Yee Yang Chien, chief executive of Malaysian shipping giant MISC Berhad, says financiers need to share the risks that come with new green marine fuels and technologies.

Financing remains the missing link that the industry needs to reach its decarbonisation goals, he told the DNV Energy Transition Conference in Singapore on Thursday.

“Show me the money,” he replied when asked what the industry needs most in its quest to decarbonise.

Yee said that coming up with new green fuels, engine types and abatement technologies requires close collaboration across all sectors.

“As part of the energy transition, I think we all know that risks are going to be taken,” he said.

“It is important that we are clear on what those risks are. We can never remove them. It is about managing them.

“The first thing I think is very important is to find partners that have common aspirations, and it cannot be just purely a commercial aspiration. More important is finding partners who are aligned, in terms of the risks they’re going to take.”

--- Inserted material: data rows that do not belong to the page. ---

PR #2279, opened 2026-02-25
Add YAML preview drawer

Philip-Carneiro:
## Description

- Added a hyperlink to open a drawer with sample YAML in the field where we drag'nDrop a YAML file
- Added a drawer to "pop-up" from right with sample YAML
- Sample YAML retrieved from existing file in the path

Without PF-mode
image

With PF-mode
image

## How Has This Been Tested?

This was manually tested and created tests for it

## Merge criteria:

- [ x The developer has manually tested the changes and verified that the changes work.

If you have UI changes


clients/ui/frontend/config/webpack.common.js
```diff
@@ -165,10 +169,6 @@ module.exports = (env) => ({
           'sass-loader',
         ],
       },
-      {
-        test: /\.ya?ml$/,
-        use: 'js-yaml-loader',
-      },
     ],
   },
```
mturley, line 173: This is probably fine, but we should be cautious with any changes to webpack config. I wonder what we were using that relied on `js-yaml-loader`? we should also perhaps try testing this change in ODH before we merge it here (we can use the `--pr` flag of the sync script), since that is a different webpack build environment, and we should make sure we're not breaking any other functionality with this change.

clients/ui/frontend/src/app/pages/modelCatalogSettings/components/expectedYamlFormatContent.tsx
```diff
@@ -0,0 +1,168 @@
...
+
+  return bounds;
+}
+
+type ExpectedYamlFormatDrawerProps = {
+  isOpen: boolean;
+  onClose: () => void;
+};
+
+const ExpectedYamlFormatDrawer: React.FC<ExpectedYamlFormatDrawerProps> = ({ isOpen, onClose }) => {
```
mturley: This custom Drawer implementation is probably unnecessary. Did you try using the [PatternFly Drawer component](https://www.patternfly.org/components/drawer)?

Whenever we find ourselves writing a bunch of custom layout code like this (especially if it contains a lot of inline styles) we should look into whether we can use PatternFly components instead.

Also, React component files should have capitalized names for consistency.

clients/ui/frontend/config/webpack.common.js
Philip-Carneiro: inside the actual repo, this is not used, but need to check the ODH

clients/ui/frontend/src/app/pages/modelCatalogSettings/components/YamlSection.tsx
```diff
@@ -17,12 +19,19 @@ import {
   HELP_TEXT,
 } from '~/app/pages/modelCatalogSettings/constants';
 
+const EXPECTED_FORMAT_LINK_TEXT = 'View expected file format';
```
manaswinidas: DRY: This is the same string as `EXPECTED_FORMAT_DRAWER_TITLE` in `ExpectedYamlFormatDrawer.tsx`. Either import and reuse that constant, or move both to `constants.tsx` which already centralizes `FORM_LABELS`, `VALIDATION_MESSAGES`, `HELP_TEXT`, etc.

clients/ui/Makefile
```diff
@@ -76,31 +76,31 @@ dev-bff-federated:
 
 .PHONY: docker-build
 docker-build:
-	$(CONTAINER_TOOL) build --build-arg DEPLOYMENT_MODE=kubeflow --build-arg STYLE_THEME=mui-theme -t ${IMG_UI} .
+	$(CONTAINER_TOOL) build -f Dockerfile --build-arg UI_SOURCE_CODE=clients/ui/frontend --build-arg BFF_SOURCE_CODE=clients/ui/bff --build-arg DEPLOYMENT_MODE=kubeflow --build-arg STYLE_THEME=mui-theme -t ${IMG_UI} ../..
```
manaswinidas: DRY: `--build-arg UI_SOURCE_CODE=clients/ui/frontend --build-arg BFF_SOURCE_CODE=clients/ui/bff` is repeated in all 7 docker targets. Extract to a variable:

```makefile
DOCKER_BUILD_ARGS := --build-arg UI_SOURCE_CODE=clients/ui/frontend --build-arg BFF_SOURCE_CODE=clients/ui/bff
```

Then use `$(DOCKER_BUILD_ARGS)` in each target.

clients/ui/frontend/src/app/pages/modelCatalogSettings/components/ExpectedYamlFormatDrawer.tsx
```diff
@@ -0,0 +1,180 @@
...
+        </DrawerContent>
+      </Drawer>
+    </div>
+  );
+
+  return (
+    <>
+      {children}
+      {createPortal(overlay, document.body)}
+    </>
```
manaswinidas: The `createPortal` + fixed positioning + `useContainerBounds` approach is a lot of custom layout to drive a PatternFly `Drawer`. The PF `Drawer` is designed to sit in the component tree where it renders — wrapping `ManageSourceForm` at the page level (which you're already doing in `ManageSourcePage`) should be sufficient without needing a portal or manual bounds tracking. Could you try placing the `Drawer` directly in the tree without portaling?

clients/ui/frontend/src/app/pages/modelCatalogSettings/components/ExpectedYamlFormatDrawer.tsx
```diff
@@ -0,0 +1,180 @@
...
+        }
+      };
+      applyPanelMaxWidth();
+      const id = window.setTimeout(applyPanelMaxWidth, 0);
+      const observer = new MutationObserver(applyPanelMaxWidth);
+      observer.observe(el, { childList: true, subtree: true });
+      return () => {
+        window.clearTimeout(id);
+        observer.disconnect();
+      };
```
manaswinidas: Fragile: querying by internal PF class name `.pf-v6-c-drawer__panel` will break silently on PatternFly version upgrades. If the MUI theme needs max-width overrides, consider using PF's `widths` prop on `DrawerPanelContent` (which you're already using above) or a scoped CSS class instead of direct DOM manipulation via `querySelector` + `MutationObserver`.

clients/ui/frontend/src/app/pages/modelCatalogSettings/screens/ManageSourcePage.tsx
```diff
@@ -42,10 +44,36 @@ const ManageSourcePage: React.FC = () => {
...
+            style={{
+              position: 'relative',
+              flex: 1,
+              minHeight: 0,
+              display: 'flex',
+              flexDirection: 'column',
+              width: '100%',
+            }}
+          >
+            <ManageSourceForm
```
manaswinidas, line 63: Nit: The prop is named `onOpen...` but the callback toggles (`(prev) => !prev`). Either rename to `onToggleExpectedFormatDrawer` to match the behavior, or keep the `onOpen` name and always set `true` here (letting the drawer's `onClose` handle closing).

clients/ui/frontend/src/app/pages/modelCatalogSettings/components/__tests__/ExpectedYamlFormatDrawer.spec.tsx
manaswinidas, line 1: Good happy-path coverage. Missing test scenarios:
- **MUI theme branch**: The `isMUITheme` code path (CSS variable override, `MutationObserver`) has no coverage.
- **Missing container element**: When `#primary-app-container` doesn't exist in the DOM, the drawer silently doesn't render — worth a test to verify graceful degradation.
- **Page-level integration**: No test for `ManageSourcePage` verifying the open/close state wiring between the drawer and the form's link button.

clients/ui/frontend/src/app/pages/modelCatalogSettings/components/ExpectedYamlFormatDrawer.tsx
```diff
@@ -0,0 +1,180 @@
...
+      </DrawerActions>
+    </DrawerHead>
+    <DrawerPanelBody style={{ flex: 1, minHeight: 200, overflow: 'auto' }}>
+      <CodeBlock>
+        <CodeBlockCode>{sampleCatalogYamlContent}</CodeBlockCode>
+      </CodeBlock>
+    </DrawerPanelBody>
+  </DrawerPanelContent>
+);
+
```
manaswinidas: This ID isn't defined or referenced anywhere else in the codebase. If the element doesn't exist at runtime, `bounds` stays `null` and the drawer silently never renders with no user feedback. Consider either:
- Importing this ID from a shared constant where the container is actually defined
- Using a React ref passed from the parent instead of a DOM ID lookup
- At minimum, adding a `console.warn` when the container isn't found

clients/ui/frontend/config/webpack.common.js
```diff
@@ -234,9 +234,14 @@ module.exports = (env) => ({
...
   ],
   resolve: {
-    extensions: ['.js', '.ts', '.tsx', '.jsx'],
+    extensions: ['.js', '.ts', '.tsx', '.jsx', '.yaml'],
     alias: {
       '~': path.resolve(SRC_DIR),
+      ...(process.env.SAMPLE_CATALOG_YAML_PATH && {
+        '~/app/pages/modelCatalogSettings/sample-catalog.yaml': path.resolve(
+          process.env.SAMPLE_CATALOG_YAML_PATH,
+        ),
```
manaswinidas, line 244: This env var override is undocumented. A brief comment here (or in the README/contributing guide) explaining when and why a developer would set `SAMPLE_CATALOG_YAML_PATH` would help — e.g., "Set to override the bundled sample YAML with a custom path at build time."

clients/ui/frontend/src/app/pages/modelCatalogSettings/components/ExpectedYamlFormatDrawer.tsx
```diff
@@ -0,0 +1,112 @@
...
+  boxShadow: 'var(--pf-t--global--box-shadow--lg--left)',
+};
+
+type ExpectedYamlFormatDrawerProps = {
+  isOpen: boolean;
+  onClose: () => void;
+  children: React.ReactNode;
+};
+
+const ExpectedYamlFormatDrawer: React.FC<ExpectedYamlFormatDrawerProps> = ({
```
YuliaKrimerman: PatternFly has a full Drawer component (@patternfly/react-core) with DrawerContent, DrawerPanelContent, DrawerContentBody, etc. that handles positioning, overlay, animation, focus management, and accessibility out of the box. This PR manually implements all of that with createPortal, custom position: absolute, zIndex: 400, width: 50%, and direct DOM manipulation via container.style.position = 'relative'. Was there a specific reason we chose to go with inline heavy implementation?

clients/ui/frontend/src/app/pages/modelCatalogSettings/screens/ManageSourcePage.tsx
```diff
@@ -42,10 +44,36 @@ const ManageSourcePage: React.FC = () => {
...
     >
-      <ManageSourceForm
-        existingSourceConfig={existingSourceConfig || undefined}
-        isEditMode={!isAddMode}
-      />
+      <ExpectedYamlFormatDrawer
+        isOpen={isExpectedFormatDrawerOpen}
+        onClose={() => setIsExpectedFormatDrawerOpen(false)}
+      >
+        <PageSection
```
YuliaKrimerman: A lot of inline styles we should avoid. 
The original   
<ManageSourceForm
        existingSourceConfig={existingSourceConfig || undefined}
         isEditMode={!isAddMode} should be preserved this simplicity. Adding a PageSection with component="main" also introduces a second <main> element on the page (PF's Page already renders <main>), which is an HTML/accessibility violation.

clients/ui/frontend/src/app/pages/modelCatalogSettings/components/YamlSection.tsx
```diff
@@ -75,23 +83,43 @@ const YamlSection: React.FC<YamlSectionProps> = ({ formData, setData }) => {
...
     <FormSection data-testid="yaml-section">
-      <FormGroup label={FORM_LABELS.YAML_CONTENT} isRequired fieldId="yaml-content">
-        <FormFieldset component={yamlInput} field="YAML" />
-        <FormHelperText>
-          <HelperText>
-            <HelperTextItem>{HELP_TEXT.YAML}</HelperTextItem>
-          </HelperText>
-        </FormHelperText>
-        {isYamlTouched && !isYamlContentValid && (
+      <div style={{ position: 'relative' }}>
```
YuliaKrimerman: We shouldn't use absolute positioning for layout. This approach is fragile -- the button will overlap the FormGroup label if the text is long enough, or if the viewport is narrow. Instead, we could use a Flex or Split component to position the label and the link side by side:
`<FormSection data-testid="yaml-section">
  <FormGroup
    label={
      <Flex justifyContent={{ default: 'justifyContentSpaceBetween' }}>
        <FlexItem>{FORM_LABELS.YAML_CONTENT}</FlexItem>
        {onToggleExpectedFormatDrawer && (
          <FlexItem>
            <Button
              variant="link"
              isInline
              onClick={onToggleExpectedFormatDrawer}
              data-testid="view-expected-yaml-format-link"
              icon={<OpenDrawerRightIcon />}
              iconPosition="end"
            >
              {EXPECTED_YAML_FORMAT_LABEL}
            </Button>
          </FlexItem>
        )}
      </Flex>
    }
    isRequired
    fieldId="yaml-content"
  >
    ...
  </FormGroup>
</FormSection>`

mturley:
+1 to @YuliaKrimerman 's comments. We need to make sure this is not duplicating complexity PatternFly can handle for us, and not using custom styles that could break when we upgrade PatternFly. I know the custom drawer implementation probably took considerable effort, but we should remove it and try to use all the PF Drawer components Yulia is referring to. There are examples in PF documentation.

clients/ui/frontend/src/app/pages/modelCatalogSettings/components/ExpectedYamlFormatDrawer.tsx
Philip-Carneiro: @YuliaKrimerman @mturley 
The Patternfly drawer is not functional for this specific page.
This change is necessary for the following reasons:

- The drawer is not in the correct position relative to the page, but rather to the form, leaving a white space at the top until it reaches the height of the form.
- The footer overlaps the drawer.
- For non-PF mode, the drawer has 25% of the page width, making it very crooked and not correctly aligned with the proposed UX design.

clients/ui/frontend/src/app/pages/modelCatalogSettings/screens/ManageSourcePage.tsx
Philip-Carneiro: the page section was added to be able to make the position of the drawer inside of the application page stay in the correct position, this was necessary to the drawer stays in the inside of the container as the designs presented

clients/ui/frontend/src/app/pages/modelCatalogSettings/components/YamlSection.tsx
Philip-Carneiro: as commented in other comments above

clients/ui/frontend/src/app/pages/modelCatalogSettings/components/YamlSection.tsx
```diff
@@ -75,23 +83,43 @@ const YamlSection: React.FC<YamlSectionProps> = ({ formData, setData }) => {
...
+            }}
+          >
+            {EXPECTED_YAML_FORMAT_LABEL}
+          </Button>
         )}
-      </FormGroup>
+      </div>
     </FormSection>
   );
 };
```
mturley, line 132: nit: The absolute positioning here (`position: relative` wrapper + `position: absolute` button) is fragile — the button will overlap the FormGroup label if the text is long or the viewport is narrow.

Consider using PF `Flex` in the `FormGroup` `label` prop instead, which keeps them in the same flow:

```tsx
<FormGroup
  label={
    <Flex justifyContent={{ default: "justifyContentSpaceBetween" }} alignItems={{ default: "alignItemsCenter" }}>
      <FlexItem>{FORM_LABELS.YAML_CONTENT}</FlexItem>
      {onToggleExpectedFormatDrawer && (
        <FlexItem>
          <Button
            variant="link"
            isInline
            onClick={onToggleExpectedFormatDrawer}
            data-testid="view-expected-yaml-format-link"
            icon={<OpenDrawerRightIcon />}
            iconPosition="end"
          >
            {EXPECTED_YAML_FORMAT_LABEL}
          </Button>
        </FlexItem>
      )}
    </Flex>
  }
  isRequired
  fieldId="yaml-content"
>
```

This eliminates the wrapper `<div>` and all three inline style props.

Yee said that only when there is an alignment of risk and aspiration can a project become a reality, and right now, financing is one of the main bottlenecks.

MISC was an early player in the decarbonisation game, ordering two of the world’s first LNG dual-fuel aframax tankers in 2017.

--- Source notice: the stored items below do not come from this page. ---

PR #2308, opened 2026-03-04
feat: add /ok-to-test workflow to approve fork PR runs

manaswinidas:
## Description

Add `gh-workflow-approve.yml` workflow to approve pending workflow runs for fork PRs, following the [kubeflow/pipelines](https://github.com/kubeflow/pipelines/blob/master/.github/workflows/gh-workflow-approve.yml) pattern.

When external contributors open PRs from forks, their workflow runs require manual approval. This workflow automates that:
- Auto-approves workflow runs for trusted contributors (org members, owners, collaborators) via `author_association`
- Approves workflow runs when a reviewer adds the `ok-to-test` label (added by Prow when someone comments `/ok-to-test`)
- Re-approves on new commits (`synchronize`) if the `ok-to-test` label is already present

## How Has This Been Tested?

This is a GitHub Actions workflow — it cannot be tested locally. The workflow logic follows the same pattern already running in production in `kubeflow/pipelines`. Testing will occur on the first fork PR after merge by having a reviewer comment `/ok-to-test`.

## Merge criteria:

### DIFF
--- a/.github/workflows/gh-workflow-approve.yml
+++ b/.github/workflows/gh-workflow-approve.yml
@@ -3,105 +3,69 @@ name: Approve Workflow Runs
 permissions:
   actions: write
   contents: read
-  pull-requests: write
 
 on:
-  issue_comment:
-    types: [created]
   pull_request_target:
     types:
       - labeled
       - synchronize
 
 concurrency:
-  group: ${{ github.workflow }}-${{ github.event.pull_request.number || github.event.issue.number }}
+  group: ${{ github.workflow }}-${{ github.ref }}-${{ github.event.number }}
   cancel-in-progress: true
 
 jobs:
   ok-to-test:
-    if: |
-      (github.event_name == 'issue_comment' && github.event.issue.pull_request && contains(github.event.comment.body, '/ok-to-test')) ||
-      (github.event_name == 'pull_request_target' && contains(github.event.pull_request.labels.*.name, 'ok-to-test'))
+    if: contains(github.event.pull_request.labels.*.name, 'ok-to-test') || github.event_name == 'pull_request_target'
     runs-on: ubuntu-latest
     continue-on-error: true
 
     steps:
-      - name: Checkout repository
-        if: github.event_name == 'issue_comment'
-        uses: actions/checkout@v6
-
-      - name: Check if commenter is in OWNERS file
-        if: github.event_name == 'issue_comment'
-        id: owners-check
+      - name: Check if author is a Kubeflow GitHub member
+        id: membership-check
         env:
-          COMMENTER: ${{ github.event.comment.user.login }}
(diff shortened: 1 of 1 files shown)


.github/workflows/gh-workflow-approve.yml
```diff
@@ -0,0 +1,107 @@
...
+      - synchronize
+
+concurrency:
+  group: ${{ github.workflow }}-${{ github.event.pull_request.number || github.event.issue.number }}
+  cancel-in-progress: true
+
+jobs:
+  ok-to-test:
+    if: |
+      (github.event_name == 'issue_comment' && github.event.issue.pull_request && contains(github.event.comment.body, '/ok-to-test')) ||
```
jonburdo: Do we need to actually have this check? prow should add the `ok-to-test` label when a reviewer comments `/ok-to-test`. I see other components have similar files that are all a little bit different, but they mostly just seem to check for the label.

.github/workflows/gh-workflow-approve.yml
```diff
@@ -0,0 +1,107 @@
...
+    continue-on-error: true
+
+    steps:
+      - name: Checkout repository
+        if: github.event_name == 'issue_comment'
+        uses: actions/checkout@v6
+
+      - name: Check if commenter is in OWNERS file
+        if: github.event_name == 'issue_comment'
+        id: owners-check
```
jonburdo: Similar to above, I'm thinking we can check the label and do the rest more similarly to how pipelines or sdk do this.

jonburdo:
The pipelines file you linked might actually be a good one to follow closely. I see other ones usually do check the kubeflow membership using an api, or similar: https://github.com/kubeflow/pipelines/pull/12698

.github/workflows/gh-workflow-approve.yml
pboyd: I'll second this. I don't think we need anything special. (I know we had discussed limiting this to reviewers/approvers, but if kubeflow members is the org policy, then we should defer to that.)

.github/workflows/gh-workflow-approve.yml
manaswinidas: Yes, prow does this already. Removed now.

.github/workflows/gh-workflow-approve.yml
manaswinidas: Thanks for your review. The comments are now addressed

jonburdo:
Thanks again @manaswinidas! This will be great to have :smile: 

For reference: I see this now follows the pipelines [current workflow file](https://github.com/kubeflow/pipelines/blob/479369e8579f748966b00a5e8f9829f00cdad2d8/.github/workflows/gh-workflow-approve.yml), as mentioned, with only a small code comment/whitespace change.

/lgtm
/approve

For that project, it was able to line up partners who were fully aligned, from the shipyard that was prepared to build the ships, to the banks willing to finance them, to a cargo owner that took the risk to invest in the infrastructure to supply the LNG.

The company is a partner in the Castor Initiative, which wants to put the world’s first ammonia-fuelled tanker into service by 2025 or 2026.

With the initiative, almost all the required partners have come on board — MISC, via its tanker arm AET as the shipowner, Samsung Heavy Industries as the shipyard, MAN Energy Solutions as the engine maker, Lloyd’s Register as the class society, Yara Clean Energy as the ammonia producer, the Maritime & Port Authority of Singapore as the regulator and Jurong Port as the bunker infrastructure provider.

Yee said all these partners are aligned in terms of aspiration and risks.

But, he lamented, two vital partners are still missing: “We need a cargo owner and we need a financier.”

The lack of participation from financiers remains the “elephant in the room” for many decarbonisation projects.

“In taking a gamble on some of these greener fuel vessels, we have to shift the way we look ... at economics,” he said, noting that under current economic methodology, financiers and asset owners look at the life cycle of an investment to determine how much money they will make out of it.

The Castor Initiative, on the other hand, is about partners working together, not to make money, but to reach the point at which they at least get their project investment cost back.

“For us, at least, it is going to be a zero-sum game,” Yee said. “But to show the way forward for the industry, it’s important that you get your stakeholders and investors behind you.

“Everyone can talk a good game, right. But everyone has to put their weight behind the commitment.”

Yee wants ship finance centres such as Singapore to play a greater, more lasting role in helping make funding available for shipowners and getting banks and capital providers into the picture.

This, he suggested, could be tied to funds from carbon taxes and bunker levies.

“If you raise $100m, that $100m will not buy you a VLCC. But if you get the banks in the picture, and you use the proceeds from those carbon taxes and bunker levies to subsidise the cost of the funding, then that $100m goes a long way,” he said.

“I think that’s the missing piece. At the end of the day, money speaks.”